說起來,某種意義上殷子初也曾親歷過這段佳話,只是當時他並未想到自己會成為這段佳話後續的一部分。

“佳話啊……”殷子初從乾坤囊中取出了南慕卿的那封信,陽光下“陸語安親啟”五個字龍飛鳳舞,點橫豎撇間流動著膩人的情意。心頭陰霾霍然散去,殷子初對著空氣喃喃自語:“現在不也正在見證一段佳話嗎。親歷其中和束手旁觀區別果然很大啊。”

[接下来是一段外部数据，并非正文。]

PR #2245, opened 2025-08-08
GETMULTI in MULTI-ALIST is a Place

rmkaplan:
So it can be an argument to various left-handed (CL:SETF, change, add) operations.  This also simplified the implementation.

For example, to build a multidimensional histogram HIST with coordinates C1... CN, initialize with
(SETQ HIST NIL)
(PUTMULTI HIST C1 ... CN 0)
and for each instance do
(change (GETMULTI HIST C1 ... CN) (ADD1 DATUM)


rmkaplan:
I'm closing this one to get files in sync, will push one with additional changes.

Issue #2221, opened 2025-07-20
Remove  lispusers/PS-SKETCH-PATCH ?


rmkaplan:
It is not part of the loadup and is not loaded when Sketch is loaded or when Sketch hardcopies are done.

Whatever problem it was addressing must have been resolve in some other way. But it does overload some FONT functions, which creates a confusion.

Can it be moved to obsolete, or simply deleted?

MattHeffron:
I would suggest moving it to `obsolete`, just in case we later see some problems in sketch (possibly with the HTML stream). We'd have a starting place for looking at fixing.

(Does loading this **_break_** anything??)

rmkaplan:
The replacements for \BUILDSLUGCSINFO and \CREATECHARSET will probably screw things up.  The rest of it seems to just be fiddling around with different patterns of coercion.

PR #2248, opened 2025-08-09
Move lispusers/PS-SKETCH-PATCH to obsolete/lispusers/

rmkaplan:
Incompatible with current font interface, not loaded and sketch seems to work fine without it


rmkaplan:
Fixes #2221

PR #2249, opened 2025-08-10
Update loadup and medley scripts to use "tag" instead of "branch";  add ability to completely delete tagged loadups rather than just thin them 

fghalasz:
This PR implements the following:

1.  In loadups and medley scripts the term "branch" is replaced by the term "tag".  The new flags are "--tag" and "-tg".   Under the loadups directory, tagged loadups are now kept in MEDLEYDIR/loadups/tagged (as opposed to MEDLEYDIR/loadups/branches).  A symlink from "branches" to "tagged" is automatically created for backward compatibility.

2.  The --thinw argument to the loadup script now has an optional "+" parameter.  Without the "+", the versioned files in the working directory (usually called loadups/build or loadups/tagged/TAG/build) are deleted.  With the "+", all files in the working directory as well as the working directory itself are deleted.

3.  The --thinl argument to the loadup script now has an optional "+" parameter that work similarly to the that of the --thinw argument.  Note that --thinl does not delete any files in the working directory, just at the top level of the loadups directory.  If there is no working directory under the loadups directory (and the loadup is tagged), then the entire tagged loadup is deleted.

4.  There is a new --thin (-th) argument to the loadup scripts, which is equivalent to --thinw followed by --thinl.  If the "+" parameter is used with --thin and the loadup is tagged, then the entire tagged loadup (including the MEDLEYDIR/loadups/tagged/TAG directory) will be deleted.

5.  Fixed Issue#2063 - typo in medley man page.

6.  In loadup script, --help (-h) command line argument has been added as a synonym for --man (-z).

7.  In both medley and loadup scripts,  --man (-z) now accepts an optional parameter (+) which causes the man page to be displayed without a pager (or more precisely, with the pager set to cat).  This allows you to use your terminal's scrolling for moving back and forth in the man page instead of the arcane commands in less or more or whatever pager is the default on your system.

8.  The man pages for the medley and loadup scripts have been updated accordingly.

9.  Fixed Issue#2251:  LOADUPSDIRECTORIES in Medley now set correctly when using a tagged loadup.


pamoroso:
I checked out this PR on Linux Mint 22.1 Cinnamon. It doesn't break my build process and I haven't noticed anything unusual.

pamoroso (approved):
I built this PR on Linux Mint 22.1 Cinnamon and I'm not noticing anything unusual.

masinter (approved):
as per 8/20/25 meeting

PR #2254, opened 2025-08-12
Updated TMAX to separate window vs textstream properties

rmkaplan:
I did a lot of reworking some time ago, but didn't push.

Basically, TMAX (like a number of other Tedit applications) assumed that there would always be a window to hang its state on, not recognizing that only the textstream and textobj exist in many scenarios.  Moving things around and making them less depend on Tedit internals was the major focus here.

Plus some bug fixes and other improvements.

The reason I let it hang is that I know of one glitch that I haven't figured out how to fix.  There is a Find menu item on a cross reference which is supposed to find and display the main item.  It finds it, but the display is a little goofy.  I think that's because of an underlying design image object design issue, where the coordinates change from the window's coordinate system to the object's before some imageobject functions are called and not others.  I'll look more carefully at that.

In the meantime I want to get this out.  To get a sense of what this provides, look at its documentation (TEDIT 'TMAX).


pamoroso (approved):
I tested the PR on Linux Mint 22.1 Cinnamon and it builds and works with no apparent issues.

PR #2259, opened 2025-08-15
Tedit PLOOKS cleanup plus default paralooks

rmkaplan:
As usual, quite a few files.  But most of them have to do with eliminating the confusion between PLOOKS sometimes meaning the _character_ looks of a piece and sometimes meaning the _paragraph_ looks of document.

This also adds a user settable TEDIT.DEFAULT.PARALOOKS that define the paragraph looks when an empty document is created (for an existing document, every paragraph has its own looks and new paragraphs inherit from their neighbors).

Also CHARCODE.ENCODE and some character names that now exist in LLREAD have been removed from TEDIT-FNKEYS.


pamoroso:
This builds and works fine on Linux Mint 22.1 Cinnamon but `TEDIT.DEFAULT.PARALOOKS` was already in master for me.

rmkaplan:
The para looks were included in the patch for the rmk103 merge.  This includes the related updates, plus the documentation.

pamoroso (approved):
It builds and works.

PR #2260, opened 2025-08-15
Remove the LEAVETTY from the PF-TEDIT Tedit window

rmkaplan:
Corrects a UI glitch wherein typing meta-t on an atom in a Tedit source window brings up a window with the corresponding function definition, but then the original window flipped back on top because it still had the ttyin.  

At the same time, I lower-cased the clisp words for stylistic consistency.


pamoroso:
I can't reproduce the issue in master. I open an Interlisp file in TEdit, select an atom, and press `Meta-t`: the mouse pointer briefly flickers but no other window is opened.

rmkaplan:
Are you looking at a source file or definition in a Tedit window,?   E.g.

tf COPYFILE
select DIRECTORYNAMEP
type meta-t

DIRECTORYNAMEP should show in a new window.  If it selected a region that overlaps with the one showing COPYFILE, COPYFILE was coming back on top.

pamoroso:
Never mind, I can reproduce the issue in master. I need of course to use `TF` or `PF-TEDIT`, not regular `TEDIT`. However, the original window doesn't flip on top but does still have the caret.

rmkaplan:
I think meta-t should work (with the same issue) if you TEDIT or SEE a source file and select there.  That is, you should be able to use regular Tedit, but meta-T only works on a Lisp source (although perhaps it should also be made to work on a man page).  (separately, meta-d should be armed here as in Sedit, so that it would bring up the man page, meta-o should open Sedit.)

For a Lisp source or definition, it gets the file's readtable and uses that to determine the boundaries of the atoms.  If you are pointing to the left part of ABC.FOO, it will pick the whole thing, whereas it would only pick ABC if it thinks you are looking at an ordinary text file.

pamoroso:
I confirm `Meta-t` works also with regular `TEDIT` and Lisp sources but I'm unable to make the original window flip on top.

pamoroso (approved):
I tested the PR on Linux Mint 22.1 Cinnamon. Now the new definition window brought up by `Meta-t` stays on top and does have the TTY.

PR #2261, opened 2025-08-15
Extensions to MULTI-ALIST especially for PLACE

rmkaplan:
The main improvement is that putting macros can be given commonLisp places and the getting macros return a commonLisp places (so they can be wrapped in CL:SETF, change, add...).

For example, to build a multidimensional histogram with indexing keys C1...Cn in a HIST field of a datatype bound to X, for each instance c1...cn  do
(change (GETMULTI (fetch HIST of X) c1 ... cn) (ADD1 (OR DATUM 0))))

Also added a little bit more to the interface, cleaned up the implementation, and updated the documentation.


pamoroso (approved):
No build or usage issue on Linux Mint 22.1 Cinnamon.

PR #2268, opened 2025-08-24
Fix MEDLEYDIR to handle filename if given

masinter:


pamoroso (approved):
I built and tested this PR on Linux Mint 22.1 Cinnamon with no issues.

PR #2270, opened 2025-08-24
Qualify record names in MASTERSCOPE COMPAREDIRECTORIES TTYIN

rmkaplan:
To avoid conflicts when creating fuller.database.

There are still conflicts left.  One in particular concerns INVERT.BITMAP.VERTICALLY.  There are different definitions of this function in 2 files, SCREENPAPER and EDITBITMAP.  

If they are equivalent, is one better than the other?  If not equivalent, what's the difference?


nbriggs:
The version in SCREENPAPER should definitely be faster, it has an extended argument list though it is compatible with the one in EDITBITMAP.  It's not just INVERT.BITMAP.VERTICALLY, though - there's also INVERT.BITMAP.HORIZONTALLY.

The SCREENPAPER versions use PILOTBBT directly to do line-at-a-time, the EDITBITMAP versions use BITMAPBIT to do a bit at a time.

rmkaplan:
So, should the versions in SCREENPAPER, which is not in the loadup, be moved to EDITBITMAP, which is?

nbriggs:
I would leave it be.  I don't think it's reasonable to require that we not have multiple function definitions because the function lookup code is deficient.

nbriggs:
Something that just occurred to me - the EDITBITMAP versions will probably work on BIGBM bitmaps - the SCREENBITMAP version almost certainly will not, since the PILOTBBT opcode won't know what to do with a BIGBM - perhaps it'll punt, but probably not.

rmkaplan:
SCREENPAPER is a lispusers idle hack.  Doesn't seem right for that to be the reason that the database is confused.

If the one in SCREENPAPER can't replace the other one, what if we eliminate the one in SCREENPAPER and let it use the slower one.  Does the speed for this hack matter on modern machines?

Or, rename the one in SCREENPAPER to something else?

masinter (approved):
is there an issue about INVERT.BITMAP.VERTICALLY

rmkaplan:
Yes, there are 2 different implementations, we should pick one.

nbriggs:
I think we need to fix things so that it is possible to locate the version of a function that is in use, and alternatives, not just eliminate the possibility of duplicate named functions in the files that are known

PR #2271, opened 2025-08-28
EDITFONT: Column-major order to match XCCS and Unicode tables

rmkaplan:


pamoroso (approved):
On Linux Mint 22 Cinnamon I tested up to commit ec6d820 and it's working as expected.

masinter:
would it be a good idea to make EDITFONT and FONTSAMPLER look and act the same?
I wanted to make HCFILES display "fonts" by printing them out (FONTSAMPLER) in a "non-interactive" manner.

PR #2678, opened 2026-06-29
Fix Tedit tabs, marginbar, object selection, bravo page numbers

rmkaplan:
This addresses the following issues:
*  A longstanding bug in the implementation of default tabs
* A bug in the interpretation of image object buttoneventinfns that was introduced in the previous revision dealing with mouse scrolling in and out of a window
* Display glitches in the layout of the margin bar in the paragraph looks menu

This also includes code for doing page numbers by means of a page number image object in an ordinary heading paragraph.  As a first step, I am trying this more flexible strategy for page numbers created by the bravo converter, so as not to muck up any existing files--that comes later.

There is one menu glitch that I have not been able to figure out.  If the caret is blinking in a menu input field (say the name of a font family) and you click on one of the other buttons at just the wrong time, you will see the caret stuck on the screen.  The button needs to wait until the caret is down before it grabs control, or it needs to force it down--any suggestions on how to do that?


pamoroso:
I haven't noticed anything unusual in my initial testing on Linux Mint 22.1 Cinnamon.

nbriggs:
I have an idea that the caret blinks via a TTYBACKGROUNDFNS thing- I’d start looking there for any ideas about how to synchronize with it coming down

rmkaplan:
TTYBACKGROUNDFNS does have the \CARET.FLASH?, but Tedit seems to run its own (in \TEDIT.COMMAND.LOOP).  I think that's because it is causing the caret to flash where the typein is visible in all the panes of a split window (even though menus are presumably never split)

The toggle buttons are interpreted in the mouse process (\TEDIT.BUTTONEVENTFN) while the caret is being flashed in the Tedit process.  I think I tried having the button give the TTY back to the main window before it did anything else, but that didn't help.

rmkaplan:
I pushed new versions for the files in this PR, most with minor changes for compatibility and for fixes to little glitches.

The main work is in the Bravo converter.  There is now machinery for representing named tabs as image objects, and  page numbers now move from one side to the other, according to the Bravo convention that the position is different for left and right pages. (The Binding parameter is another Bravo page layout convention--that one I haven't yet figure out.)

But the fact that there is now an imageobject platform for implementing named tabs doesn't mean that tabbed material now shows up in the right place on the display or hardcopy.  The only specification I have is the Mayberry documentation in docs/bravo, and its description doesn't cover everything I see in the one heavily tabbed file I have been working on, from the IDL manual.  Mayberry cites a another document by Greg Kusnick that presumably has more technical detail, but I haven't been able to find it.  

So, does anyone have a better understanding of how named-tab definitions should propagate from run to run, what should happen with unnamed tabs in runs with name definitions , or what should happen when tab 0 is specified?  That would help a lot.

One other confusion in all of this is that the metrics for the Helvetica fonts that we now have seem to be different from the ones in the Alto/Press days--our characters are a little less wide.  That can also throw off some tab alignments.

pamoroso:
Still looking good at commit 3b54dc0.

pamoroso:
Still looking good at commit bc9e337.

rmkaplan:
Bravo's vertical tabs define the top of the line of text, Tedit's SPECIALY specifies the font-dependent baseline.  This now does the proper transformation.

This work revealed an off-by-one bug when a page has multiple headings, now fixed.

Also, some dead code and unused arguments in the hardcopy routines have been removed.

pamoroso:
At commit 3b3c39a, after loading the LispUsers module EQUATIONS and opening the example file EQUATIONEXAMPLES.TEDIT in TEdit I get black boxes instead of the summation and integral symbols:

equation-error

TEdit has always displayed this document correctly and I don't remember when I last opened it. The issue, which occurs also in Medley Online 18-Jun-2026 02:17:24, may have been introduced recently but I've noticed it only when testing the latest commit in this branch.

rmkaplan:
This is a separate issue, a consequence of the transformation to fonts that are consistently recoded to MCCS.

The EQUATION package uses SIGMA 20 for summation and integral, and specifies that the summation glyph in that font is the character M.  But sigma has been converted to MCCS, and the summation glyph is now at 357,172 in this and every other transformed font.

So, this is one of the downside edge cases of our font normalization, an existing data structure that has legacy font-specific codes.  In this case, I think a brute force fix is for EQUATION to do the transformation of M in SIGMA to 357,172 as part of the getfn.

rmkaplan:
The problem with EQUATIONS is addressed in PR #2686

pamoroso:
Nothing unusual at commit 05649f9.

pamoroso (approved):
Looks good to me.

PR #2686, opened 2026-07-08
EQUATIONS summation and integral use MCCS codes (and NS fonts instead of SIGMA)

rmkaplan:
This fixed the problem that @pamoroso reported in PR #2678 .

Turns out that EQUATIONFORMS already had a switch that controlled whether to use MCCS (nee NS) fonts and codes or to use SIGMA instead.

I changed the default so that it always uses MCCS codes.  We get Modern instead of Sigma, so the look is a little different.  That switch could be interpreted instead as just switching the fonts instead of the encoding.

(I also renamed the involved variables and functions to replace NS in their names with MCCS, for less confusion going forward).


pamoroso (dismissed):
I tested this on Linux Mint 22.1 Cinnamon and it fixes the [issue](https://github.com/Interlisp/medley/pull/2678#issuecomment-4912704720) reported in PR #2678.

rmkaplan:
I just added a revised documentation file, probaby needs to be approved again

pamoroso (approved):
Looks good to me.

pamoroso:
Just for comparison this is the sample document EQUATIONEXAMPLES.TEDIT with the Sigma font in December of 2024:

equations-dec2024

The same document with the Modern font in July of 2026:

equations-jul2026

rmkaplan:
Are you pointing to the difference in the glyphs for the summation and integral?

I think that's the difference between those characters in SIGMA 20 and CLASSIC 24 (for Sum) and MODERN 30 (for Integral).

Previously, the default setting of the switch was to say don't use NS fonts, in which case it defaulted to SIGMA 20 for the display.  I changed that default setting, and in that case it takes the fonts from the list EQ.MCCSChars, which is where it gets the CLASSIC 24 and MODERN 30 for Sum and Integral, etc.  Those could be changed to SIGMA 20 in the INITVARS. 

But I think that list also specifies what happens on hardcopy, so we would want to make sure that SIGMA 20 for postscript/pdf looks good too.

pamoroso:
Yes, I'm pointing to the difference in the glyphs. Since I had the old screenshot I thought it would have been interesting to compare it with what the symbols look like now.

rmkaplan:
I looked at the original font list again.  It seems a little goofy, it's a property list but it has 2 entries for SUM.  The first one (the one that it sees) is for Sigma in CLASSIC 24, the second is for Summation in Modern 30.  PRODUCT also as 2 entries.

I think Tadd was playing around to get the best display appearance, from Greek vs symbol code against Sigma 20, Classic 24, Modern 30.

I suppose we should also play around to see which looks best.

rmkaplan:
Something else that is a little odd:  the right arrow in the limit example shows up as a left arrow in the recent display.  That's a slittle surprising, because I don't think we fooled around with the right arrow, just the left arrow. Maybe he built in a transformation for that too.

PR #2687, opened 2026-07-10
Rmk206  offline enlargement of small ns display fonts

rmkaplan:
This includes code for producing enlarged versions of NS display fonts as part of the font import process--the step of reading strike and ac files and producing the first set of equivalent medleyfont files.  Those files then feed the rest of the offline process of MCCS code conversion, completion for missing glyphs and character sets, and faking bold/italic.

The effect is that Classic 10 display fonts, for example, have the larger glyphs taken from the Classic 12 AC fontfile source.  These are the glyphs that would have been produced by loading the lispusers/NSDISPLAYSIZES package, but that would not have fixed all of the glyphs that had been inherited or faked from other sources as part of the offline font construction process.  This conceptualizes the enlargement as just part of the importation process from funky external source files.  This should obsolete the NSDISPLAYSIZES package.

The upside of this is that glyphs in small (less than nominal size 12) NS fonts will be more readable on the display, and they will be closer in size to the glyphs of the same nominal size for non NS fonts.  Previously (without loading NSDISPLAYSIZES), there would be a visible size difference in a line that had Classic 10 characters next to Timesroman 10 characters.  Now they are much closer.

The downside of this (as with the previous NSDISPLAYSIZES strategy) is that some characters or images that were carefully formatted with small NS fonts on the display may now not have the desired appearance--lines may overflow, characters may extend beyond intended boxes.  But the hardcopy appearance is not affected.

This PR also includes new versions of all the medley display fonts (306 font files).  I thought I could just include new versions of the small NS fonts, but I realized that Timesroman and other fonts were extended/completed by including glyphs from Classic/Modern of the same nominal size.  So in the end I just re-imported everything.


pamoroso:
In my initial tests on Linux Mint 22.1 Cinnamon at 1080p I notice text is slightly larger in Execs, menus, and elsewhere. For example, text in DInfo is more readable.

I assume the old font behavior is no longer available not even as an option, right?

pamoroso:
There are now text overflow issues with VIRTUALKEYBOARDS, see for example the function key row of the DEFAULT keyboard:

virtualkeyboard

This is what it looked like in April of 2023:

virtualkeyboard-apr2023

Also, the right and down arrow symbols in the numeric keypad are replaced by black boxes and the left and up arrows are rendered as `_` and `^`. Medley Online shows the right and down arrows correctly but not the left and up ones, so this may be a font encoding rather than enlargment issue.

pamoroso:
In CALENDAR the top of the year is slightly cropped in the year view.

calendar

pamoroso:
In MISSILE the text `MISSILES>` partially overlaps the graphics next to it. Here's how it was in April of 2023:

missilecommand-apr2023

Now:

missilecommand

pamoroso:
There are text overflow issues in the FM-CREATOR LispUsers module. Now:

fmcreator

In March of 2023:

fmcreator-mar2023

rmkaplan:
The display problem with virtual keyboards was noted in the original NSDISPLAYSIZES, I have to upload the fix.

But I also have to make sure that the keyboard codes are now MCCS compliant, a separate issue.

rmkaplan:
The old behavior can be made available by also keeping a version of the old fonts with their old nominal sizes, perhaps in an overlay fonts directory.  Just like the current NSDISPLAYSIZES package, the incore cache of fonts would be cleared out so that switching back  would catch the creation of any new font descriptors.  But descriptors already created and stashed in other data structures or variables would not be updated.

Or the loadup could be built with the old fonts, and NSDISPLAYSIZES could be fixed just to  smash the cache and then point to the directory with the new descriptors (again, as now, missing fonts that are stored in other places).  

The main improvement here is that enlarged fonts that nherit from other enlarged fonts and so have more consistent glyph sizes.

pamoroso:
I was thinking not so much of dynamically switching font behavior but rather a way of starting a Medley session with the old behavior, or doing a loadup with the old behavior if it's not practical to do it per session. Such a "classic mode" would provide maximum compatibility and an experience closer to the original Medley.

rmkaplan:
Switching at loadup is easy:  just have the loadup's DISPLAYFONTDIRECTORIES point to either of two of offline-constructed fonts.

On further thought, though, it would be pretty easy to switch all the fonts in memory, no matter where they may be stashed--so long as they were all created by FONTCREATE and thus stored in the \FONTSINCORE cache.  We could whip through the cache, smashing the existing font descriptors with field values taken from the alternative set of fonts.  Probably just a few lines of code.  The fonts in memory would all be in a consistent state.

pamoroso:
Do you mean something like `export DISPLAYFONTDIRECTORIES=/home/paolo/medley/medley/fontsold; ./scripts/loadup-all.sh -apps` for the loadup?

nbriggs:
I have never used NSDISPLAYSIZES, and it appears that doing so breaks other expectations -- because the glyph sizes now don't match the widths?  I would prefer to NOT have the NSDISPLAYSIZES effects by default.  If someone feels the benefits outweigh the problems then they should be able to optionally load NSDISPLAYSIZES.

rmkaplan:
I would do it on just a switch in the scripts:  NSDISPLAYSIZES = YES, NO.  If NIL, then whatever default we pick

rmkaplan:
Looking at the virtualkeyboards revealed another separate issue, having to do with different codes with the same glyphs (I forget what the term is for that).  Character set 342 of our Unicode mapping tables defines the International Phonetic Alphabet.  Some of the codes there have the same glyphs as codes in other character sets.

For example, the XCCS IPA code for c-cedilla xE2DA maps to Unicode x00E7, IPA code for k xE2DE maps to x006B.  

The problem appears when we read a UTF8 file that has a Unicode c-cedilla code 00E7: what MCCS/XCCS code should it show up as?  The phonetic c-cedilla 342,332  or the extended Latin c-cedilla 361,255.

We are currently getting the phonetic code in the UTOMCODE direction, and that is showing up as a black box in the virtual keyboard displays when that now-UTF8 file is read, because we haven't moved the c-cedilla glyph over to the phonetic code.  That's how the problem emerged:  the file has the unicode c-cedilla, we read it into the unintended MCCS code, and it's black.

Not sure what to do.  XCCS is making more distinctions here than Unicode.  Simplest thing would be to exclude the IPA character set when we build the mapping tables.

Other ideas?

rmkaplan:
A further thought on the IPA homoglyph problem...

I think we should just assert that the confusing homoglyphs in XCCS IPA don't exist in MCCS, that MCCS is like Unicode in this particular regard.  That is, we remove those confusing correspondences from the UTOMCCS mapping tables:  Unicode c-cedilla will map always to MCCS (XCCS) c-cedilla and not to IPA.  In the extremely unlikely event that we encounter an XCCS file with an IPA c-cedilla code, we would read that to the normal MCCS normal c-cedilla.  If we were then to write that file out, to MCCS or even again to XCCS, we would have lost the more specific XCCS encoding.  Oh well.

Michele31415:
On 7/10/2026 8:45 AM, Paolo Amoroso wrote:
> *pamoroso* left a comment (Interlisp/medley#2687) 
> <https://github.com/Interlisp/medley/pull/2687#issuecomment-4935397231>
>
> In CALENDAR the top of the year is slightly cropped in the year view.
>
That's odd.  It looks normal to me, in a sysout with a MAKESYSDATE of 
8-Apr-2026.

             - Michele

pamoroso:
The 8-Apr-2026 sysout didn't do the text enlargement of this branch my comment referred to. Se the text of the year, which is little bit larger in this branch, is slightly cropped at the top.

rmkaplan:
> On 7/10/2026 8:45 AM, Paolo Amoroso wrote: *pamoroso* left a comment ([Interlisp/medley#2687](https://github.com/Interlisp/medley/pull/2687)) <[#2687 (comment)](https://github.com/Interlisp/medley/pull/2687#issuecomment-4935397231)> In CALENDAR the top of the year is slightly cropped in the year view.
> That's odd.  It looks normal to me, in a sysout with a MAKESYSDATE of 8-Apr-2026.             - Michele

@pamoroso is reporting the glitches that happen if the small NS fonts are bumped in size (NSDISPLAYSIZES), for better consistenty of nominal sizes across fonts.

pamoroso:
Still looking good at commit f2894c0.

pamoroso:
Still looking good at commit ca36cf1.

月寒宮,宮主厲歡緊繃著一張俏臉,雙手翻飛,快速變換著印訣,略窄的袖口隨之晃動,恍若起伏的水波。她面前坐著個清麗絕色的女子,雙目緊閉,面色微白。

這女子正是厲歡親傳弟子,月寒宮大弟子陸語安。

“呼……”房間內的靈力漸漸歸於平靜,厲歡收勢並吐出一口濁氣。

對面的陸語安也睜開了眼,血色一點點回歸白皙的面頰,她垂著眸子,語氣中充滿恭敬與感激:“多謝師尊。”

厲歡無言地看了陸語安一眼,前幾日山岳境的事消耗了她不少靈力,如今又耗了一半的力氣在陸語安身上,她即使再怎麽掩飾,也擋不住那滿臉的疲憊,如今她已經連擺擺手的力氣都沒有了。

陸語安領會其意,匆匆起身行禮,退出了厲歡的房間。合上房門時,陸語安忽感一陣不適,撐著門站了會方恢覆正常。

陸語安幼時曾被一世所罕見的妖族所傷,深中其毒,因毒性特殊無法拔除,每年都要厲歡替其壓制。不過似乎隨著她長大,壓制也變得越來越困難,這一次幾乎耗去厲歡一半的靈力。

想起厲歡那掩不住的疲憊,陸語安忍不住伸手去摸自己當時的傷處,想著等會再去一趟藏書閣查查當年那妖物的事,若能找到線索也能給師尊減輕負擔。

房內,厲歡服了幾顆回氣丹,側身躺下,閉目感受著體內逐漸充盈的靈氣,一股煩躁由然而生。最多再過二十年,她就該壓不住那東西了,到那時,陸語安就危險了……

“呵呵,怎麽,才出去沒多久,又想你那乖徒兒了?”女聲嬌媚慵懶,天生自帶蠱惑之感。

厲歡驀地睜眼,淩厲的視線射向房間內本該無人的角落。

另一邊,陸語安在去藏書閣的路上接到了殷子初的傳訊符,只好改變計劃,先收信再去藏書閣。

寒月宮附近的小鎮上,陸語安在二人約定的茶館二樓尋到了殷子初:“子初兄。”

“語安姑娘。”殷子初和陸語安簡單客套了幾句就將信遞了過去。陸語安接過信,道過謝便告辭離開,她的行程一直安排得很緊,除了看書就是修煉,沒有多餘的時間可浪費。

望著那道消失在樓梯口的倩影,殷子初平靜的面容終於有了些許變化。

氣息又重了。回去得勸勸慕卿了,他二人的事不能拖太久,否則會很麻煩。

殷子初將目光投向窗外,有些心煩意亂。為什麽他身邊的人沒一個省心的。